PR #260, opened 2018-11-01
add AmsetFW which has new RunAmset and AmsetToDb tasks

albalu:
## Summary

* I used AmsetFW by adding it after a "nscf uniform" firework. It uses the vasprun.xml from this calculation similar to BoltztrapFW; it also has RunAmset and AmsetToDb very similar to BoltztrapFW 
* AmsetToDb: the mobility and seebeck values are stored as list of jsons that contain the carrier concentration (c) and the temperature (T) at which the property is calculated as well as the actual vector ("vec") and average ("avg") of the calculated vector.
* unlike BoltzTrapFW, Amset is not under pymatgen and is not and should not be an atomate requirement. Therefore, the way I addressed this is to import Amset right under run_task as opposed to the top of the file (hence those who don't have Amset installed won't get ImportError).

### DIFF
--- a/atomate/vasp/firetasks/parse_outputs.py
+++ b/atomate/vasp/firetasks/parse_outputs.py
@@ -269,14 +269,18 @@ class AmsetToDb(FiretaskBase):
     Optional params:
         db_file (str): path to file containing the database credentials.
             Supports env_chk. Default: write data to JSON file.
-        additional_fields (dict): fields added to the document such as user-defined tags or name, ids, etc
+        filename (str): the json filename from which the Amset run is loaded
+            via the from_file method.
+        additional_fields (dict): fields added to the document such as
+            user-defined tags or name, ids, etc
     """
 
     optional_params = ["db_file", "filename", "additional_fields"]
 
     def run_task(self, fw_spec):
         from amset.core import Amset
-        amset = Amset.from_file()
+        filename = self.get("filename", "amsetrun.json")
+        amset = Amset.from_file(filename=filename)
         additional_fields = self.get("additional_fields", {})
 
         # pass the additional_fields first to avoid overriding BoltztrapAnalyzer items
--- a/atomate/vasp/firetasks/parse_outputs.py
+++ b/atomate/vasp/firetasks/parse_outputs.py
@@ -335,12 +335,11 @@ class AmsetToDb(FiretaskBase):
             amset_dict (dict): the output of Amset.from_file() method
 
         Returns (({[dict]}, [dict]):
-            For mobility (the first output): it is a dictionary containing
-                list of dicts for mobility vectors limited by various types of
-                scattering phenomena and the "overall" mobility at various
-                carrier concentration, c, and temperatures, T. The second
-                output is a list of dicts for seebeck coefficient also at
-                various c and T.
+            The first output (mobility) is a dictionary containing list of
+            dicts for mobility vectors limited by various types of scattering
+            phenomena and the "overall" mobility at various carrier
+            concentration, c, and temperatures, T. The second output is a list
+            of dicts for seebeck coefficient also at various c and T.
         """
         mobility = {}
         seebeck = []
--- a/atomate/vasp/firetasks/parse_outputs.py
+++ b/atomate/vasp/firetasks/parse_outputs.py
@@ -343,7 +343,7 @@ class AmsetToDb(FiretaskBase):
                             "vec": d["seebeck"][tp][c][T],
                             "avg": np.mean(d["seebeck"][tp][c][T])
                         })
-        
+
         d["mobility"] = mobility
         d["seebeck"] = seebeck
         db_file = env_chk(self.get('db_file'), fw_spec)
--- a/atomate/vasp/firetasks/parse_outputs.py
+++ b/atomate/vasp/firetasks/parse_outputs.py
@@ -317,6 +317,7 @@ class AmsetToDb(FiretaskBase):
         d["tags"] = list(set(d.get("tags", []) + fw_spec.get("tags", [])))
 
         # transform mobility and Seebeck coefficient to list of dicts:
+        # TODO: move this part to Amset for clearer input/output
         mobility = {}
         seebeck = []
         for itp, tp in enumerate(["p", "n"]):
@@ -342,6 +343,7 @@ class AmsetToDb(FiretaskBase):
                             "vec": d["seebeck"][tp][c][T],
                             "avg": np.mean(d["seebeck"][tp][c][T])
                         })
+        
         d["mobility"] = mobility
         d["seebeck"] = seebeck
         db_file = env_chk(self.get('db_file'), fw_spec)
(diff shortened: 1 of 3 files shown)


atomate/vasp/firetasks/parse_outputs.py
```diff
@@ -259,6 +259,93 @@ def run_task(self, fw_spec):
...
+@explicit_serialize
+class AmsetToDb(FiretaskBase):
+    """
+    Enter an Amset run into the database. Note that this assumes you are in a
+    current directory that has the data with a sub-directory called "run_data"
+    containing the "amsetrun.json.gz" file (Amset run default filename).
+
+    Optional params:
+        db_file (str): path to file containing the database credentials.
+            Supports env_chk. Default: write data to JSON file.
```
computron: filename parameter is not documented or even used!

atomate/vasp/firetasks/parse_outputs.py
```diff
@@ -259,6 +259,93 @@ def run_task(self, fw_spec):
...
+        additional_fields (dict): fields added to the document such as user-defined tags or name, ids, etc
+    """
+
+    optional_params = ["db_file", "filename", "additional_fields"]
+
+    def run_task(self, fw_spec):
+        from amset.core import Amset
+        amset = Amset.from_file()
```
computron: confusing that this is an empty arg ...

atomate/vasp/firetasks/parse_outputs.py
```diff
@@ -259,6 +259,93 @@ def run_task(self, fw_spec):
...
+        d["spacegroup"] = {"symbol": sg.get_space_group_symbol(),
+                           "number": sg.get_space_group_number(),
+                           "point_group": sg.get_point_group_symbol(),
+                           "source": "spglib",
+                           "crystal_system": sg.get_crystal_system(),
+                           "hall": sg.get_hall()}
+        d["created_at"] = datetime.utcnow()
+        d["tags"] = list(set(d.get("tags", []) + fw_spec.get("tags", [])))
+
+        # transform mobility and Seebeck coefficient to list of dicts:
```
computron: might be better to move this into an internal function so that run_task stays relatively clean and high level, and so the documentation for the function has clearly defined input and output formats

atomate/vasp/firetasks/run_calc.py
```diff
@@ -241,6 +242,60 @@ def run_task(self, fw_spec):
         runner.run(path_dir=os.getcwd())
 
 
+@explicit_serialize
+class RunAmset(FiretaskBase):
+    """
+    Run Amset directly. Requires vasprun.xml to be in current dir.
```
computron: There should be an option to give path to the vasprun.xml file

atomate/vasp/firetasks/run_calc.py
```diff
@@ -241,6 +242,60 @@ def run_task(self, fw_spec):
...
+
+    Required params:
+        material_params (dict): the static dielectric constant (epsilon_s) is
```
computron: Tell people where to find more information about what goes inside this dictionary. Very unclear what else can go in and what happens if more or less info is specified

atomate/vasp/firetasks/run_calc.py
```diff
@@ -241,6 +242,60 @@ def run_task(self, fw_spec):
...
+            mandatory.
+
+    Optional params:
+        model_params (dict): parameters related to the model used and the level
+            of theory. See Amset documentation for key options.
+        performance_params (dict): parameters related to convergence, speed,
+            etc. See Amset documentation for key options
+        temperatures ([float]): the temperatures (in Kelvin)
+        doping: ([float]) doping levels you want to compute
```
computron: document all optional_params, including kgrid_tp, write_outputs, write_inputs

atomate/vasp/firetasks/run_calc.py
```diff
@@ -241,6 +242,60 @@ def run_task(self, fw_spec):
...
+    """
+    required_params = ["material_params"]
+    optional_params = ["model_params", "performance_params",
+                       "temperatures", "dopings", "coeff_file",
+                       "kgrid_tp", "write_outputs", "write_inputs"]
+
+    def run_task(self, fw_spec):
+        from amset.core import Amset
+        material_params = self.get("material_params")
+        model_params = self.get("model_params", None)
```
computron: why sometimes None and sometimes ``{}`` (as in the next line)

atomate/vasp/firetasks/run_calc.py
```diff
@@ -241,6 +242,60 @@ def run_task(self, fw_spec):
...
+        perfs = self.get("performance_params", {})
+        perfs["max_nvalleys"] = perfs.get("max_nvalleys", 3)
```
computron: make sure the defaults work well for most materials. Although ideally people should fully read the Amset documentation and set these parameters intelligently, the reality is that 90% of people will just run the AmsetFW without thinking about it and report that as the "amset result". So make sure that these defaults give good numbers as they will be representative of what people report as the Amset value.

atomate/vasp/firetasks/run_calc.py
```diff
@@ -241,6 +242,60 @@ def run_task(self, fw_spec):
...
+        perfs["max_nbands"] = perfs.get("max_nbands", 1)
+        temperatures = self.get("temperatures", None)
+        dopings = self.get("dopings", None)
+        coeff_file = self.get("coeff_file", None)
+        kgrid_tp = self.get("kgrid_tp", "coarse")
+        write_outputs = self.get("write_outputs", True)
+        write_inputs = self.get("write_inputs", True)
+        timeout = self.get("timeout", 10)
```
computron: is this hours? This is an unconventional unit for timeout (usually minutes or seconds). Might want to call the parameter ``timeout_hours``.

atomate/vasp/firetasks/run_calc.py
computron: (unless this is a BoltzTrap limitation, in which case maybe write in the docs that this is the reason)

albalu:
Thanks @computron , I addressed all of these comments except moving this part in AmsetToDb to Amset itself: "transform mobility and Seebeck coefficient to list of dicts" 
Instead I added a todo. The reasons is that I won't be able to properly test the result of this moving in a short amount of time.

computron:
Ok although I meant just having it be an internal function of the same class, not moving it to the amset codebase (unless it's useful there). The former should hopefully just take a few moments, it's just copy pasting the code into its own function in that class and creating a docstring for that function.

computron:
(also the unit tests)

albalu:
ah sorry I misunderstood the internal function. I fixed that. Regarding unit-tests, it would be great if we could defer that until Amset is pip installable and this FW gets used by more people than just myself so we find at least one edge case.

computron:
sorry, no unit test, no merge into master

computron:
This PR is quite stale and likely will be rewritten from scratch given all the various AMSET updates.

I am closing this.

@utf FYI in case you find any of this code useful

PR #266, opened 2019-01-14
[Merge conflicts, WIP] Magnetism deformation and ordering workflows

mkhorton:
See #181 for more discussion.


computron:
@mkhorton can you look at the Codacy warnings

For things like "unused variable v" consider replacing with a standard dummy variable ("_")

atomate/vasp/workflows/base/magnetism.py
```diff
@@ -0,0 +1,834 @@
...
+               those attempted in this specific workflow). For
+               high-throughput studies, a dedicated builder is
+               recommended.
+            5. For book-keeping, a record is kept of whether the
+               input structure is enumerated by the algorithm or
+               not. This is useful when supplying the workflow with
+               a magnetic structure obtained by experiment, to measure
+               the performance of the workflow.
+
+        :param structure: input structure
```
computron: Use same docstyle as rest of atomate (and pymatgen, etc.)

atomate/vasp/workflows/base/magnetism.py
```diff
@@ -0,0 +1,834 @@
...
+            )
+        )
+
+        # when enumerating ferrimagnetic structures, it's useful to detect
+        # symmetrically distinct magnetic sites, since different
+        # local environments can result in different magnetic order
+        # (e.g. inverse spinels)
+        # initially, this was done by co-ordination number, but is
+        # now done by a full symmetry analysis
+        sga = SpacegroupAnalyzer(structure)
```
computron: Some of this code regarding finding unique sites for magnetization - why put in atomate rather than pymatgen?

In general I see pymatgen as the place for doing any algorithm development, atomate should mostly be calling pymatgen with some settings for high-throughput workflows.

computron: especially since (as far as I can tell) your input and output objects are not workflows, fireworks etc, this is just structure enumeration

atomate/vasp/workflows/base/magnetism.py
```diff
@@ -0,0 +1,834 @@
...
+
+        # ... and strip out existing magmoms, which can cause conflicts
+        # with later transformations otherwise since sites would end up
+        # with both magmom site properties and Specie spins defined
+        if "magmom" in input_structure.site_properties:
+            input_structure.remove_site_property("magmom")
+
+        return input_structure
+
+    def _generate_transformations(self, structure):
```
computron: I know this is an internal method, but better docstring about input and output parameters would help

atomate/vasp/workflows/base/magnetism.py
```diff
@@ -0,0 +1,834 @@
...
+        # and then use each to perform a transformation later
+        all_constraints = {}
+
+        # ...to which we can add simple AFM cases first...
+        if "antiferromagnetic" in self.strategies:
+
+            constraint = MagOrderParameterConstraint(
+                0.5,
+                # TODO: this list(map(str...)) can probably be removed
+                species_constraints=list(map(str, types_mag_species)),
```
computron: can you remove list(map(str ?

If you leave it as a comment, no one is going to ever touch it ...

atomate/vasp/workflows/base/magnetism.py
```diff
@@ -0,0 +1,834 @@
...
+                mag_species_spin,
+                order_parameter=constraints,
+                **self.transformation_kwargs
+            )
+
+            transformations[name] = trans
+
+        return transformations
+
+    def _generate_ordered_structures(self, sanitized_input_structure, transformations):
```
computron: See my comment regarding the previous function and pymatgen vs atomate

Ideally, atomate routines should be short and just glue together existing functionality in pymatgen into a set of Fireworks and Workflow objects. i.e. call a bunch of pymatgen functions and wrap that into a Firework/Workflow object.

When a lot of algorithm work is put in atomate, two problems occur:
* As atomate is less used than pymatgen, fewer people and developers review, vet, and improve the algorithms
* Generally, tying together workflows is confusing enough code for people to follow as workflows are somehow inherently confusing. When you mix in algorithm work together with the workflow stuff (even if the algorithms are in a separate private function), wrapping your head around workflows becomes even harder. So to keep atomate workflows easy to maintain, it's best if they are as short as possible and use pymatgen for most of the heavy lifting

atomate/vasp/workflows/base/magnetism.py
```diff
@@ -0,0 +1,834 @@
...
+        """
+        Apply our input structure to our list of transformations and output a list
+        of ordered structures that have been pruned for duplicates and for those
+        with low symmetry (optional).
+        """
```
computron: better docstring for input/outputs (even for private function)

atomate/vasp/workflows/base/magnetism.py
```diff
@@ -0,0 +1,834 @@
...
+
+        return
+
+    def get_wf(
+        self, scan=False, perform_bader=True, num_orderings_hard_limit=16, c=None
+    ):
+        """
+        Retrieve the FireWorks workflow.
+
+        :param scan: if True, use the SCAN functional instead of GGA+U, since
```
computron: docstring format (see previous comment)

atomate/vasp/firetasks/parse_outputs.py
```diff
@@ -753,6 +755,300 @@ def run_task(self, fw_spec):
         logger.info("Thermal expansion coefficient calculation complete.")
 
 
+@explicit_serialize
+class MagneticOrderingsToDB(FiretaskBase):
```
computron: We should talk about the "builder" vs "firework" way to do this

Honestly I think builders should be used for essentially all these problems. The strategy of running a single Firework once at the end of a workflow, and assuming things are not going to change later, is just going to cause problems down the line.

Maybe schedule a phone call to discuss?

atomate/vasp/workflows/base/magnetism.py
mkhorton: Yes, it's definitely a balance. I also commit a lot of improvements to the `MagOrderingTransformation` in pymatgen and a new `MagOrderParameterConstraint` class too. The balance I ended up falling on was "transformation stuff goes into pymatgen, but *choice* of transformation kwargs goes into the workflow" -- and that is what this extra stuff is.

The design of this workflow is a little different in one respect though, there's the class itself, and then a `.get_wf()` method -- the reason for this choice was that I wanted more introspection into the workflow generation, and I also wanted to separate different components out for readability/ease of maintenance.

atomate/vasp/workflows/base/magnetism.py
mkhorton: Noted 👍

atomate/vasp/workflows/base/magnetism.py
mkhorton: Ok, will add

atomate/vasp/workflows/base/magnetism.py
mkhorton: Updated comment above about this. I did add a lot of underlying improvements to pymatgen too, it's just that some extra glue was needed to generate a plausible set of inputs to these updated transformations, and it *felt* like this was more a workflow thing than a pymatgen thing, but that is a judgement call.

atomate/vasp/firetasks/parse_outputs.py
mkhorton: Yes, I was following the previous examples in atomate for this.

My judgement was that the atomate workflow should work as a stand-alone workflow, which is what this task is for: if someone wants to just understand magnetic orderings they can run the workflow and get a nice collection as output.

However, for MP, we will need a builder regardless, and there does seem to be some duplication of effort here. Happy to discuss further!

********

EXERCISE GOAL => Only the lines above that hold "float" are wanted. Show every one of them.

TASK RESULT =>
+        temperatures ([float]): the temperatures (in Kelvin)
+        doping: ([float]) doping levels you want to compute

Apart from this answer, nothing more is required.